The End Before the Beginning
The graveyard was silent.
Too silent.
The cold, damp earth beneath Harry’s knees felt like ice, his breath ragged and uneven as he struggled against the tight ropes binding his wrists. His scar burned, his vision blurred, and just beyond him—Cedric Diggory lay motionless.
Dead.
Killed by Wormtail.
Killed because he had been in the way.
Harry had barely processed it when the ritual began. A cauldron. A twisted spell. Blood freely given. The air had crackled with dark magic, pulsing like a heartbeat, like something unnatural was forcing its way into the world.
And then—
The unthinkable had happened.
The resurrection had failed.
It had started as a flicker of something wrong.
The potion—meant to restore Voldemort fully—had turned unstable. The magic had twisted, cracked, collapsed in on itself, as if it was being rejected by the very fabric of the world.
Wormtail had screamed, trying to correct the spell, but it had been too late. The moment his master had tried to rise, his body had begun to decay, unraveling like smoke in the wind.

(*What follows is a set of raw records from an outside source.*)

PR #2063, opened 2021-06-24
feature(ios): Add support for subtitle notification property

GertSallaerts:
Add support for `subtitle` on iOS as seen in https://github.com/react-native-push-notification-ios/push-notification-ios#addnotificationrequest


Dallas62:
Hi @GertSallaerts 
Thanks for this PR !
We should probably reuse the property `subText` of Android since it's the same purpose. 
Or change `subText` to `subtitle`.

GertSallaerts:
Hey @Dallas62, thanks. That's what I wanted to do at first but I tested `subText` on Android and wasn't sure if it should be the same as `subText` seems a bit less "important" then iOS' subtitle. But I'll leave that up to you, let me know what you would prefer.

As a visual aid I pulled two examples from the web:

| Android subText | iOS subtitle |
| -- | -- |
| image | image |

Dallas62:
One day they will probably make something uniform ... 😄

Dallas62:
Thanks for your contributions ! 😃

GertSallaerts:
You're welcome, thanks for the quick merge and release :100:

Harry had watched, frozen in horror, as the Dark Lord withered and collapsed into nothing.
Destroyed by his own desperate attempt to return.

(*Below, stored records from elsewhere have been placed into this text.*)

PR #1469, opened 2020-06-07
[ANDROID] support html tags for message and bigText fields

wanderbon:
Support popular html tags in android notifications (without img)

PR #2067, opened 2021-06-26
Allow HTML tags to be used for styling in bigText field only

silencer07:
**Rationale:**

bigText field should be allowed to have HTML tags as a way to format the message since this has been already supported in android natively for a long time

**Expected behaviour:**

Allows a subset of html tags to be used as outlined [in this android documentation](https://developer.android.com/guide/topics/resources/string-resource#StylingWithHTML). Note that if user did not provided a bigText field but added html tags in message it self, it won't work as message field in iOS does not support HTML tags nor iOS has bigText property

**Testing:**

on bigText field, add some `<br/>` tags and see if it will put the subsequent string to the next line in android.

**Change:**

This is a small change, this merely decorates the bigText as Spanned Text

### DIFF
--- a/README.md
+++ b/README.md
@@ -307,7 +307,7 @@ PushNotification.localNotification({
   largeIcon: "ic_launcher", // (optional) default: "ic_launcher". Use "" for no large icon.
   largeIconUrl: "https://www.example.tld/picture.jpg", // (optional) default: undefined
   smallIcon: "ic_notification", // (optional) default: "ic_notification" with fallback for "ic_launcher". Use "" for default small icon.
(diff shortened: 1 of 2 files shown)


silencer07:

The graveyard had erupted into chaos.
The Death Eaters had fled, their leader reduced to less than a shadow. The Dark Mark had faded from the sky, dissolving as if it had never been there.
And Harry?
Harry had somehow survived.
The next thing he knew, Dumbledore was there. Aurors had stormed the graveyard, and before Harry even understood what had happened, he had been pulled back to Hogwarts, back to safety, back to a world where Voldemort was finally, truly gone.
And yet—
It hadn’t felt like victory.
It had felt like relief. Like exhaustion. Like the weight of a war that never even had the chance to begin.
And through it all, one thought had lodged itself into his mind, unshakable.
It’s over.
For the first time in his life, Harry Potter was free.
Now, he just had to figure out what came next.